Hotel ID, User ID,Date,Review Text 100504,selizabethm,12/23/2008,Wonderful time- even with the snow! What a great experience! From the goldfish in the room (which my daughter loved) to the fact that the valet parking staff who put on my chains on for me it was fabulous. The staff was attentive and went above and beyond to make our stay enjoyable. Oh; and about the parking: the charge is about what you would pay at any garage or lot- and I bet they wouldn't help you out in the snow!

URL

http://www.preflib.org/combinatorial/trip.php

Notes

  • When ratings are unavailable, they take the value of -1.

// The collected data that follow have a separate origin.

PR #14397, opened 2026-02-20
Mobile: Fixes #14187: Fix table style/border/class attributes being lost in RTE

### LINKED ISSUE #14187: Mobile: Table background colour set via the desktop RTE is lost when modified on the mobile RTE
### Operating system

Android

### Joplin version

3.5.8

### Desktop version info

_No response_

### Current behaviour

Issue was raised on the forum here https://discourse.joplinapp.org/t/losing-table-formatting-when-editing-on-android/48435

Full reproduction steps:
-On desktop, create a note and create a table in the Rich Text Editor
-Go to [Table Properties] - [Advanced] and change the background colour of the table
-Sync with the mobile app
-In the mobile app, open the note in the Rich text editor and change a bit of text in the table
-The background colour of the table is no longer set, as the style attribute of the `<table>` html element in the markdown source has been removed

Example note contents which will reproduce the table background being lost when being modified in the mobile rich text editor:

```
# <span style="color: rgb(35, 111, 161);">ToDo</span>

<div class="joplin-table-wrapper"><table border="1" style="border-collapse: collapse; width: 99.9747%; height: 48.0078px; border-width: 1px; background-color: rgb(248, 202, 198);" class="jop-noMdConv"><colgroup class="jop-noMdConv"><col style="width: 99.8986%;" class="jop-noMdConv"></colgroup><thead class="jop-noMdConv"><tr style="height: 24.0039px;" class="jop-noMdConv"><th scope="col" style="height: 24.0039px;" class="jop-noMdConv"><strong class="jop-noMdConv"><span style="color: rgb(224, 62, 45);" class="jop-noMdConv">Key Tasks </span></strong></th></tr></thead><tbody class="jop-noMdConv"><tr style="height: 24.0039px;" class="jop-noMdConv"><td style="height: 24.0039px;" class="jop-noMdConv"><ul class="jop-noMdConv"><li class="jop-noMdConv">Test Task </li><li class="jop-noMdConv">Test Task</li></ul></td></tr></tbody></table></div><div class="joplin-table-wrapper"><table border="1" style="border-collapse: collapse; width: 99.9747%; border-width: 1px; background-color: rgb(194, 224, 244);" class="jop-noMdConv"><colgroup class="jop-noMdConv"><col style="width: 99.8986%;" class="jop-noMdConv"></colgroup><thead class="jop-noMdConv"><tr class="jop-noMdConv"><th scope="col" class="jop-noMdConv"><span style="color: rgb(35, 111, 161);" class="jop-noMdConv"><strong class="jop-noMdConv">Other Tasks</strong></span></th></tr></thead><tbody class="jop-noMdConv"><tr class="jop-noMdConv"><td class="jop-noMdConv"><ul class="jop-noMdConv"><li class="jop-noMdConv">Test Task</li><li class="jop-noMdConv">Test Task</li></ul></td></tr></tbody></table></div><div class="joplin-table-wrapper"><table border="1" style="border-collapse: collapse; width: 99.9747%; border-width: 1px; background-color: rgb(191, 237, 210);" class="jop-noMdConv"><colgroup class="jop-noMdConv"><col style="width: 99.8986%;" class="jop-noMdConv"></colgroup><thead class="jop-noMdConv"><tr class="jop-noMdConv"><th scope="col" class="jop-noMdConv"><strong class="jop-noMdConv"><span style="color: rgb(22, 145, 121);" class="jop-noMdConv">Personal Tasks </span></strong></th></tr></thead><tbody class="jop-noMdConv"><tr class="jop-noMdConv"><td class="jop-noMdConv"><ul class="jop-noMdConv"><li class="jop-noMdConv">Test Task</li><li class="jop-noMdConv">Test Task</li></ul></td></tr></tbody></table></div>

&nbsp;

* * *

* * *

# <span style="color: rgb(35, 111, 161);">Admin / Actions</span>

&nbsp;

- Test text
```

### Expected behaviour

The background colour of the table should not be removed when changing the table in the rich text editor on mobile

### Logs

_No response_

SohamJuneja:
## AI Assistance Disclosure

Used AI as a reference while navigating unfamiliar parts of the codebase. All code changes were written, reviewed, and tested by me.

## What was happening

When you created a table in the desktop RTE with a background colour (or any inline `style`) and then opened the same note on mobile and made any edit, the style was wiped on save.

There were two separate places stripping the attributes:

1. **ProseMirror schema** (`packages/editor/ProseMirror/schema.ts`) — the `table` node override had no `getAttrs` in `parseDOM`, so `style`, `border` and `class` were silently discarded when the HTML was loaded into the editor. 

2. **Turndown GFM plugin** (`packages/turndown-plugin-gfm/src/tables.js`) — `tableShouldBeHtml()` only kept tables as HTML when they contained complex block elements (lists, headings, code, etc.).

## What this PR changes

- `schema.ts`: added `style`, `border` and `class` to the `table` node attrs, wired up `getAttrs` in `parseDOM` to capture them, and updated `toDOM` to re-emit them.

- `tables.js`: added an early `return true` in `tableShouldBeHtml()` when the table node has a `style` attribute, so styled tables are always kept as HTML.

- `schema.test.ts`: new regression test that creates an editor with a styled table and asserts the three attributes survive a parse → serialize round-trip.

FIX:
Markdown: <div class="joplin-table-wrapper"><table border="1" class="jop-noMdConv" style="border-collapse: collapse; background-color: rgb(248, 202, 198);"><tbody><tr><td><p>Test Task</p></td></tr></tbody></table></div>

RTE: 
image

Markdown: <div class="joplin-table-wrapper"><table border="1" class="jop-noMdConv" style="border-collapse: collapse; background-color: rgb(248, 202, 198);"><tbody><tr><td><p>Test Task Soham</p></td></tr></tbody></table></div>


SohamJuneja:

mrjo118:
Adding a hard link to the issue for reference: https://github.com/laurent22/joplin/issues/14187

packages/turndown-plugin-gfm/src/tables.js
```diff
@@ -210,6 +210,10 @@ const nodeContains = (node, types) => {
 }
 
 const tableShouldBeHtml = (tableNode, options) => {
+  // Tables with inline styles (e.g. background-color) must be kept as HTML
+  // because Markdown table syntax has no way to represent CSS styling.
+  if (tableNode.getAttribute('style')) return true;
```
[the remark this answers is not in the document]
personalizedrefrigerator: Unlike most of the Joplin codebase, `turndown-plugin-gfm` uses spaces. This is okay as-is.

personalizedrefrigerator: Thank you for working on this!

Be aware that this change to `turndown-plugin-gfm` will most likely also affect the webclipper.

Since `class="jop-noMdConv"` is now also preserved, would it be possible to revert this change to `turndown-plugin-gfm`? This could keep the webclipper behavior the same as before while also fixing the issue for the mobile app.

SohamJuneja: Thanks for the suggestion! While looking into this, I noticed that jop-noMdConv is explicitly excluded for TABLE nodes in commonmark-rules.js,  "Tables are special because they may be entirely kept as HTML depending on the logic in table.js". So it seems like tables bypass the jop-noMdConv path entirely and rely on tableShouldBeHtml() instead, which is why I felt the tables.js change was needed. Am I understanding that correctly?

On the webclipper side, you're right that this would change the behaviour, a clipped table with a style attribute would now stay as HTML instead of being converted to a markdown pipe table. I wasn't sure if that's acceptable or if the webclipper should handle it differently, would like to know your thoughts regarding the optimal approach here.

SohamJuneja: While reproducing this issue, I also noticed that on the desktop RTE (TinyMCE), editing a table seems to drop the table structure entirely rather than just the style. I think that's a separate code path (TinyMCE rather than ProseMirror), so I didn't touch it here but wanted to flag it in case it's worth a separate issue. Please let me know if I'm misreading the behaviour!

laurent22: >  // Tables with inline styles (e.g. background-color) must be kept as HTML
> // because Markdown table syntax has no way to represent CSS styling.

I disagree with this, that would result in many tables being rendered as HTML while it would have been fine to convert them to Markdown

SohamJuneja: Yup, I understand now. Would it make sense to scope the style check to only apply when preserveNestedTables is true? Something like if (options.preserveNestedTables && tableNode.getAttribute('style')) return true. That way it wouldn't affect webclipper behaviour.

personalizedrefrigerator: > Would it make sense to scope the style check to only apply when preserveNestedTables is true? Something like if (options.preserveNestedTables && tableNode.getAttribute('style')) return true. That way it wouldn't affect webclipper behaviour.

That could work. For clarity, it might be best to also rename `preserveNestedTables` to `allowHtmlTables` (or similar).

SohamJuneja: preserveNestedTables was already there before this PR. Renaming it to allowHtmlTables would touch other files too. Shall I create a follow-up PR to keep this one focused on the bug fix? Or change the name in this one only?

personalizedrefrigerator:
> [force-pushed](https://github.com/laurent22/joplin/compare/a7eadd269473c931d17c9791d23d44b80d7ce819..b69dcdc9302376811bcca91fb4be021abf606a15) the fix/mobile-table-style-lost branch from [a7eadd2](https://github.com/laurent22/joplin/commit/a7eadd269473c931d17c9791d23d44b80d7ce819) to [b69dcdc](https://github.com/laurent22/joplin/commit/b69dcdc9302376811bcca91fb4be021abf606a15)

It usually shouldn't be necessary to force-push:
- A clean version history isn't necessary. When merging, all commits will be [squashed](https://github.blog/open-source/git/squash-your-commits/#enter-commit-squashing). 
- It also makes the review process more difficult.

SohamJuneja:
> > [force-pushed](https://github.com/laurent22/joplin/compare/a7eadd269473c931d17c9791d23d44b80d7ce819..b69dcdc9302376811bcca91fb4be021abf606a15) the fix/mobile-table-style-lost branch from [a7eadd2](https://github.com/laurent22/joplin/commit/a7eadd269473c931d17c9791d23d44b80d7ce819) to [b69dcdc](https://github.com/laurent22/joplin/commit/b69dcdc9302376811bcca91fb4be021abf606a15)
> 
> It usually shouldn't be necessary to force-push:
> 
> * A clean version history isn't necessary. When merging, all commits will be [squashed](https://github.blog/open-source/git/squash-your-commits/#enter-commit-squashing).
> * It also makes the review process more difficult.

Understood, sorry about that!

packages/turndown-plugin-gfm/src/tables.js
personalizedrefrigerator: > Renaming it to allowHtmlTables would touch other files too. Shall I create a follow-up PR to keep this one focused on the bug fix? Or change the name in this one only?

Good point!

I've tried making this change (renaming `preserveNestedTables`->`allowHtmlTables`) locally. The `allowHtmlTables` name would also be a misnomer, since HTML tables would still be allowed in some cases even if `allowHtmlTables` is `false`.

Other options include:
- Adding another `preserveTableStyles` setting.
  - Drawbacks: Involves adjusting a large number of files, adds more functionality to test, and would (for now) always match the value of `preserveNestedTables`.
- Use the existing `preserveColorStyles` setting.
  - Drawback: Preserving the `style` attribute preserves more than just background/color styles.

@laurent22 Do you have an opinion on what would be best here?

SohamJuneja: While looking at the code, In index.ts, htmlToMarkdown sets both flags as base values and then spreads parseOptions on top so preserveColorStyles gets overridden by the user's setting, while preserveNestedTables always stays true. This means with preserveNestedTables, pasted styled tables would always be kept as HTML. With preserveColorStyles, it would respect that setting. Thought this might be useful context for the decision.

laurent22: > @laurent22 Do you have an opinion on what would be best here?

I'm not sure as both options don't seem very good. Is it even worth fixing this bug? 

It's about losing table formatting, but we never had a requirement to preserve formatting since Markdown tables don't have any?

mrjo118: As mentioned in the issue report, the desktop rich text editor has an explicit feature to change the background colour of a table, so we should support it in the mobile one, otherwise editing the same note on the mobile RTE removes what the user added

laurent22: Yes but there are more features in TinyMCE that Markdown can support, it's always been a bit of a problem. It can resize columns too and make other changes which we don't preserve. And this pull request shows why it's a bit of a problem - we want Markdown but we want the features of TinyMCE, which means we end up converting everything to HTML

mrjo118: Ok that's fair. I did not realise it was a feature built into TinyMCE. I think if you're going to replace TinyMCE with ProseMirror at some point though it could annoy some users to just remove some features.

I guess you could keep TinyMCE for some time when the happens, which can be re-enabled with a use legacy rich text editor setting

laurent22:
Sorry this is a bit unclear whether we should implement this or not, so I'll need to close the PR for now. There should be a discussion first, maybe to scope what we want the Rich Text editors to do, and what markup should be preserved or not

mjm2705:
It was me that raised the original issue on the forums ... does this mean the bug remains?  Disappointing if so.

mrjo118:
> It was me that raised the original issue on the forums ... does this mean the bug remains? Disappointing if so.

@mjm2705 Yes it does unfortunately. Customising background colour in tables is not a markdown feature, so support in the RTE may be dropped in future by the sounds of it

mjm2705:
@mrjo118 All a bit strange given that desktop pre-release 3.6.6 is just out including a strikingly similar fix (#10562) for Windows 🤔

mrjo118:
> @mrjo118 All a bit strange given that desktop pre-release 3.6.6 is just out including a strikingly similar fix (#10562) for Windows 🤔

That fix is a little different. That fixes properties being lost when switching from RTE to the Markdown editor. The markdown editor should be lossless, but when you make changes in the RTE, it will make structural changes to the raw markdown and probably can lose some html as well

Latent Aspect Rating Analysis Dataset

This dataset includes information about Author, Content, Date, Number of Reader, Number of Helpful Judgment, Overall rating, Value aspect rating, Rooms aspect rating, Location aspect rating, Cleanliness aspect rating, Check in/front desk aspect rating, Service aspect rating and Business Service aspect rating. Ratings ranges from 0 to 5 stars, and -1 indicates this aspect rating is missing in the orginal html file.

Context

None.

Number of hotels

1,851

Number of reviews

Unknown. Since the number of hotels is the same as the PrefLib dataset, is likely that there is the same dataset, hence, it could have 675,069 reviews.

Format

~XML (Semi-XML, doesn't close tags)

Structure

The data is spread in 1,851 files, one per each hotel. Each file contains all the reviews for that hotel.

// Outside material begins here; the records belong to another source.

PR #14400, opened 2026-02-20
Desktop: Fixes #14396: Fixed Google Docs paste producing stray ** and literal <br/> in Markdown

### LINKED ISSUE #14396: Pasting from Google Docs into Rich Text editor inserts stray ** lines and changes paragraph breaks
### Operating system

macOS

### Joplin version

3.5.12

### Desktop version info

Joplin 3.5.12 (prod, darwin)
Device: darwin, Apple M1
Sync Version: 3
Profile Version: 49
Keychain Supported: Yes
Revision: 449555c
Backup: 1.5.1
Freehand Drawing: 4.2.0

### Current behaviour

What happened:
Copying multiple paragraphs as plain text from Google Docs and pasting it into the Rich Text editor results in extra literal tokens being inserted into the note content. When switching to Markdown, I see stray lines like "**" and HTML fragments like "<br/>" and "&nbsp;". Paragraph newlines also change.

Steps to reproduce:
1. In Google Docs, copy several paragraphs of plain text (no bold needed).
2. In Joplin Desktop, open a note and switch to the Rich Text editor (WYSIWYG).
3. Paste the content.
4. Switch to Markdown view and use split view to compare.
5. Observe the extra inserted tokens and altered paragraph breaks.

What I observed:
- Literal "**" line appears at the top and bottom of the note in Markdown and Rich Text Editor.
- A trailing "<br/>" appears in Markdown.
- A "&nbsp;" line appears in Markdown.
- Blank lines don’t match the Google Docs original in both Markdown and Rich Text Editor.

Screenshots:
See attached screenshots showing:
- Google Docs selected text
- Rich Text view after paste
- Markdown/source view showing inserted `**`, `<br/>`, and/or `&nbsp;`
- Split view comparison

Image

Image

Image

Image

Image

### Expected behaviour

Pasting plain text from Google Docs into the Rich Text editor should preserve the text and paragraph breaks without inserting extra literal ** lines or altering spacing. Markdown should reflect only the pasted content (no injected markup).

### Logs

_No response_

varunkumar-22:
fixes #14396

### AI Assistance Disclosure
AI tools were used to assist with:
- Translating my designed logic into implementation code
- Generating additional test case ideas for verification
- Improving wording and clarity in the PR description

The core logic, architectural decisions, and debugging process were done by me. All AI-generated output was carefully reviewed, validated, and modified where necessary. I fully understand the submitted code.

### Problem:
When you paste content from Google Docs into the Rich Text editor, the resulting Markdown ends up with stray `** `markers, literal `<br/>` tags, and `&nbsp`; characters scattered throughout the note.

This happens because Google Docs puts some unusual HTML on the clipboard:

- It wraps text in `<b style="font-weight:normal">` tags — bold tags that aren't actually bold
- It leaves behind empty `<b></b>` tags with no content
- It wraps `<br>` inside styled `<span>` tags (e.g.` <span style="..."><br/></span>`) instead of using bare`<br>`
- It uses `<br>` for line breaks instead of proper `<p>` paragraphs
- It injects `&nbsp;` entities for spacing

When our HTML-to-Markdown converter (Turndown) processes this, an empty `<b></b>` becomes `**,` and the `<br> `tags cause broken paragraph spacing,  and `&nbsp;` entities leak into the Markdown.

### Fix
This PR adds a `sanitizeGoogleDocsHtml() `function in `resourceHandling.ts` that cleans up Google Docs HTML before it goes through the HTML→Markdown→HTML conversion. It only runs when the clipboard contains Google Docs content (detected by the` docs-internal-guid-` marker), so paste from other sources is completely unaffected.

The cleanup does four things:

1. **Strips empty formatting tags**  : removes `<b></b>,` `<strong></strong>`, `<i></i>`, etc. that have no visible text
2. **Unwraps fake-bold wrappers** : replaces `<b style="font-weight:normal">content</b> `with just content 
3. **Splits `<p>` containing `<br`> into separate `<p>` blocks**: first unwraps `<br>` from `<span>` wrappers (Google Docs' actual format), then splits at `<br>` boundaries. Only targets` <p>`  leaves `<li>`, `<td>`, `<blockquote>` alone
4.  **Normalises top-level` <br>` into proper `<p>` blocks** : only at the top level; `<br>` inside lists, tables, and blockquotes is preserved, and existing` <p>` blocks are left alone
Additionally, `&nbsp;` entities reintroduced by the `sanitizer's DOMParser`→`innerHTML` round-trip are cleaned to regular spaces.
### Architecture Safety

- `sanitizeGoogleDocsHtml` is only called inside `processPastedHtml`, which is only used by TinyMCE (Rich Text editor) paste
- CodeMirror (Markdown editor) does not call this function
- No files in `packages/lib/`, `packages/app-mobile/`, `packages/app-cli/`, or `packages/server/` were modified
- `HtmlToMd` and `MdToHtml` are untouched
- The function is idempotent  after sanitization, the `docs-internal-guid-` marker is removed, so a second pass returns immediately
- Non-text content (``, `<video>`, `<svg>`) is preserved during both the empty-tag removal and `<br>` splitting steps

### Test results
```
PASS gui/NoteEditor/utils/resourceHandling.test.ts
  resourceHandling
    ✓ should sanitize pasted HTML
    ✓ should clean up pasted HTML
    ✓ should preserve images pasted from the resource directory
    ✓ should remove empty inline formatting tags
    ✓ should remove empty <b> tags containing only empty spans
    ✓ should unwrap fake-bold <b style="font-weight:normal"> with content
    ✓ should normalize top-level <br> into <p> blocks
    ✓ should NOT normalize <br> inside <li>
    ✓ should split <p> containing <br> into multiple <p> blocks
    ✓ should handle trailing <br> inside <p>
    ✓ should unwrap <br> from <span> wrappers (real Google Docs format)
    ✓ should handle <br> between and after <p> blocks
    ✓ should handle Google Docs structure with empty paragraph breaks
    ✓ should NOT touch content when <p> blocks already exist
    ✓ should return non-Google Docs HTML unchanged
    ✓ end-to-end: Google Docs paste produces clean Markdown with all content preserved
Tests: 16 passed, 16 total

```
### Demo

https://github.com/user-attachments/assets/6e208f14-b5a0-4792-82d0-053cae30e3f0

### DIFF
--- a/packages/app-desktop/gui/NoteEditor/utils/resourceHandling.test.ts
+++ b/packages/app-desktop/gui/NoteEditor/utils/resourceHandling.test.ts
@@ -104,6 +104,67 @@ describe('resourceHandling', () => {
 		expect(result).toContain('<br>');
 	});
 
+	it('should split <p> containing <br> into multiple <p> blocks', () => {
+		const html = '<b id="docs-internal-guid-abc123" style="font-weight:normal">' +
+			'<p><span>Line one</span><br><span>Line two</span><br><span>Line three</span></p></b>';
+		const result = sanitizeGoogleDocsHtml(html);
+		expect(result).not.toMatch(/<br\s*\/?>/i);
+		expect(result).toContain('Line one');
+		expect(result).toContain('Line two');
+		expect(result).toContain('Line three');
+		expect((result.match(/<p>/g) || []).length).toBeGreaterThanOrEqual(3);
+	});
+
+	it('should handle trailing <br> inside <p>', () => {
+		const html = '<b id="docs-internal-guid-abc123" style="font-weight:normal">' +
+			'<p><span>Line 1</span><br><span>Line 2</span><br><span>Line 3</span><br></p></b>';
+		const result = sanitizeGoogleDocsHtml(html);
+		expect(result).not.toMatch(/<br\s*\/?>/i);
+		expect(result).toContain('Line 1');
+		expect(result).toContain('Line 2');
+		expect(result).toContain('Line 3');
+	});
+
+	it('should unwrap <br> from <span> wrappers (real Google Docs format)', () => {
+		const html = '<b id="docs-internal-guid-abc123" style="font-weight:normal">' +
+			'<p>' +
+			'<span style="font-size:11pt">Line 1</span>' +
+			'<span style="font-size:11pt"><br></span>' +
+			'<span style="font-size:11pt">Line 2</span>' +
+			'<span style="font-size:11pt"><br></span>' +
+			'<span style="font-size:11pt">Line 3</span>' +
+			'<span style="font-size:11pt"><br><br></span>' +
+			'</p></b>';
+		const result = sanitizeGoogleDocsHtml(html);
+		expect(result).not.toMatch(/<br\s*\/?>/i);
+		expect(result).toContain('Line 1');
+		expect(result).toContain('Line 2');
+		expect(result).toContain('Line 3');
+		expect((result.match(/<p>/g) || []).length).toBeGreaterThanOrEqual(3);
+	});
+
+	it('should handle <br> between and after <p> blocks', () => {
+		// <br> after <p> at body level
+		const html = '<b id="docs-internal-guid-abc123" style="font-weight:normal">' +
+			'<p><span>Line 1</span></p><br><p><span>Line 2</span></p><br></b>';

The header of each file contains the overall rating, the average price and the URL of the hotel. It seems that the indformation about the location is not available.

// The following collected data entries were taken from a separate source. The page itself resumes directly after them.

PR #14401, opened 2026-02-20
Server: Fixes #14384: Error logged on first startup

### LINKED ISSUE #14384: Server (SQLite database): Error logged on first startup: "SQLITE_ERROR: no such table: knex_migrations"
### Operating system

Linux

### Joplin version

89f9c6a5e145e4d94648db0862d2d4882be4f289

### Desktop version info

_No response_

### Current behaviour

1. Start Joplin Server in dev mode with an empty SQLite database
2. Observe that the following error is logged:
   ```
   [error] db: update `knex_migrations` set `name` = '20250404091200_user_auth_code.js' where `name` = '202504040912000_user_auth_code.js' - SQLITE_ERROR: no such table: knex_migrations {
      "$1": "20250404091200_user_auth_code.js",
      "$2": "202504040912000_user_auth_code.js"
    }
   ```

> [!NOTE]
> Related code: https://github.com/laurent22/joplin/blob/89f9c6a5e145e4d94648db0862d2d4882be4f289/packages/server/src/db.ts#L313-L320

### Expected behaviour

No errors should be logged on first startup.

### Logs

_No response_

yugalkaushik:
Fixes #14384
The fixMigrationNames function tries to update the knex_migrations table before migrations run. The knex error event handler logged the error before the catch block could handle it silently.
Added a QueryContext with noSuchTableErrorLoggingDisabled: true to the query, preventing the error from being logged while still allowing the catch block to handle it.

### DIFF
--- a/packages/server/src/db.ts
+++ b/packages/server/src/db.ts
@@ -86,7 +86,7 @@ export interface Migration {
 
 export function makeKnexConfig(dbConfig: DatabaseConfig): KnexDatabaseConfig {
 	const connection: DbConfigConnection = {};
-	let pool: KnexPoolConfig | undefined = undefined;
+	let pool: KnexPoolConfig|undefined = undefined;
 
 	if (dbConfig.client === 'sqlite3') {
 		connection.filename = dbConfig.name;
--- a/packages/server/src/db.ts
+++ b/packages/server/src/db.ts
@@ -86,7 +86,7 @@ export interface Migration {
 
 export function makeKnexConfig(dbConfig: DatabaseConfig): KnexDatabaseConfig {
 	const connection: DbConfigConnection = {};
-	let pool: KnexPoolConfig|undefined = undefined;
+	let pool: KnexPoolConfig | undefined = undefined;
 
 	if (dbConfig.client === 'sqlite3') {
 		connection.filename = dbConfig.name;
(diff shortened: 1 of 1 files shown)


yugalkaushik:

packages/server/src/db.ts
```diff
@@ -312,7 +312,9 @@ export const sqliteSyncSlave = async (master: DbConnection, slave: DbConnection)
 // Incorrectly named migrations may end up being applied in the wrong order.
 const fixMigrationNames = async (db: DbConnection) => {
 	try {
+		const context: QueryContext = { noSuchTableErrorLoggingDisabled: true };
```
personalizedrefrigerator, line 317: Thank you for the pull request!


```suggestion
		// By default, Knex logs 'no such table' errors, even if caught by the try/catch block.
		// See https://github.com/laurent22/joplin/pull/14401 for details.
		const context: QueryContext = { noSuchTableErrorLoggingDisabled: true };
```

Consider adding a comment explaining why `noSuchTableErrorLoggingDisabled` is set to `true`. This should make the fix less likely to be incorrectly reverted in the future.

yugalkaushik:
@personalizedrefrigerator thank you for the suggestion.

personalizedrefrigerator (approved):
I've tested this locally and can confirm that the warning is no longer present.

laurent22:
Looks good, thank you!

The available information is:

  • Author
  • Content
  • Date
  • img
  • No. Reader
  • No. Helpful
  • Overall
  • Value
  • Rooms
  • Location
  • Cleanliness
  • Check in / front desk
  • Service
  • Business Service

Snippet

<Author>Mircom
<Content>Excellent Beach - Hotel construction woes An otherwise excellent holiday was initially marred by construction glitches. Upon arrival, we were asked to wait until our room was ready. We were invited to dine at the buffet while waiting only to be told by the staff at the restaurant that the buffet was closed. After speaking with the restaurant manager, we were escorted to the Italian restaurant where we enjoyed a delicious meal. We returned to the Front Desk and Rafael Norburto Aquino, a bellman for the Hotel, took us to our room. The one bedroom suite was gorgeous, however, both the light fixtures in the shower and toilet areas were dangling from the ceiling. There was a box of electrical bits on the floor. Rafael very professionally moved into action and spoke with several people to have the wiring completed. We were impressed with his professionalism and fluency in English which was a life saver because we unfortunately speak little Spanish. He also arranged to have a second bed delivered. We had requested this when booking the hotel, but there appeared to be no record of our request. After a few hours, the suite was finally available for our use. We took a shower only to find that there was a cap on the drain and the room flooded because of the lack of proper drainage. We called the Front Desk three times before someone finally called maintenance. One hour later, a maintenace person came and using a screwdriver, broke a hole in the cap to allow the water to drain. It took another 30 minutes to have someone mop up the excess water. Apparently we were the first guests to use the suite. The wait staff in the restaurants are excellent as is the food. We recommend the Italian and Argentinian restaurants -- and the buffet has an excellent variety of food. In the late afternoon, we would listen to a great piano player who also performs in the French restaurant.We were also impressed with Olmaira, the Manager of Guest Services. We did speak with her regarding our challenges with the hotel and the professionalism of Rafael.Once the construction glitches have been remedied, this will be an excellent hotel.
<Date>Dec 30, 2008
<No. Reader>23
<No. Helpful>23
<Overall>4
<Value>4
<Rooms>2
<Location>5
<Cleanliness>4
<Check in / front desk>2
<Service>4
<Business service>-1

URL

http://sifaka.cs.uiuc.edu/~wang296/Data/index.html

Notes

  • When ratings are unavailable, they take the value of -1.